Note that a question may ask you to solve simultaneous equations explicitly. In others, it will be implied and you must deduce that it is simultaneous equations to solve. For example, the question could ask you to find out which points two curves have in common. See Example 2. (What if there are 3 equations?)

Methods for Solving Simultaneous Equations

There are three methods for solving simultaneous equations:

Elimination– this is where you multiply both equations through by different coefficient in order to eliminate one of the unknowns. This page will focus on substitution since it works for more complicated simultaneous equations. For example, when one of the equations is a quadratic. Click here to see an example using elimination.
Substitution – one of the equations can be quadratic, in which case, substitution is the method to use. You will need to know how to solve quadratics. Make $x$ or $y$ the subject of one of the equations, then substitute into the other. See the Worked Example and Example 1.
Graphical method – we can interpret the solution of simultaneous equations as the intersection of their graphs. This plot shows the graphs of $y=2x-3$ in red and $4x+5y=6$ in blue. Their intersection lies on the x-axis and has coordinates (1.5,0). This is the solution when solving simultaneously. Also see Example 2.
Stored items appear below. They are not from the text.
PR #1320, opened 2023-07-26
Sync GBS spec to code a bit more

itamarst:
https://tahoe-lafs.org/trac/tahoe-lafs/ticket/4042

### DIFF
--- a/docs/proposed/http-storage-node-protocol.rst
+++ b/docs/proposed/http-storage-node-protocol.rst
@@ -279,7 +279,7 @@ Such an announcement will resemble this::
 
   {
       "anonymous-storage-FURL": "pb://...",          # The old key
-      "gbs-anonymous-storage-url": "pb://...#v=1"    # The new key
+      "anonymous-storage-NURLs": ["pb://...#v=1"]    # The new keys
   }
 
 The transition process will proceed in three stages:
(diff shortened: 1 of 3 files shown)


src/allmydata/storage/http_server.py
```diff
@@ -530,6 +530,60 @@ def _cddl_validation_error(_, request, failure):
...
+async def read_encoded(
+    reactor, request, schema: Schema, max_size: int = 1024 * 1024
+) -> Any:
+    """
+    Read encoded request body data, decoding it with CBOR by default.
+
+    Somewhat arbitrarily, limit body size to 1MiB by default.
+    """
+    content_type = get_content_type(request.requestHeaders)
+    if content_type is None:
```
itamarst, line 542: This and the next line are new, otherwise this function is unchanged from previous location.

docs/proposed/http-storage-node-protocol.rst
```diff
@@ -279,7 +279,7 @@ Such an announcement will resemble this::
 
   {
       "anonymous-storage-FURL": "pb://...",          # The old key
-      "gbs-anonymous-storage-url": "pb://...#v=1"    # The new key
+      "anonymous-storage-NURLs": ["pb://...#v=1"]    # The new keys
```
exarkun, line 282: Reading this now I find "key" a bit confusing.  I think the original intent was to describe the mapping key.  Maybe "item" or "mapping entry" would make more sense.

src/allmydata/test/test_storage_http.py
```diff
@@ -303,6 +306,14 @@ def die(self, request, authorization):
         request.transport.loseConnection()
         return Deferred()
 
+    @_authorized_route(_app, set(), "/read_body", methods=["POST"])
+    @async_to_deferred
+    async def read_body(self, request, authorization):
```
exarkun, line 311: A docstring here would be nice.

exarkun (approved):
Thanks.  A couple minor comments inline.  Please address and merge.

Simultaneous Equations Worked Example

Solve the simultaneous equations

$x^2+y^2=10$

and

$x+2y=5$.

This example requires solution via substitution, i.e. make either $x$ or $y$ the subject of one equation and insert it into the other. The obvious choice would be to make $x$ the subject of the second equation – it is the quickest, least complicated choice. The second equation tells us that $x=5-2y$. We can insert this into the first equation: $(5-2y)^2+y^2=10$. By multiplying out the brackets and simplifying we see that this is a quadratic equation in $y$:

$(5-2y)^2+y^2=10$

Write out the brackets: $ (5-2y)(5-2y)+y^2=10$

Expand the brackets: $25-10y-10y+4y^2+y^2=10$

Simplify: $5y^2-20y+15=0$

Divide both by sides by 5: $y^2-4y+3=0$

Factorise: $(y-3)(y-1)=0$

This tells us that y has to be either 3 or 1. If $y=3$, then $x=5-2\times 3=-1$ (from the second equation rearranged) and if $y=1$ then $x=5-2\times 1=3$.

We obtain the solutions $(x_1,y_1)=(-1,3)$ and $(x_2,y_2)=(3,1)$.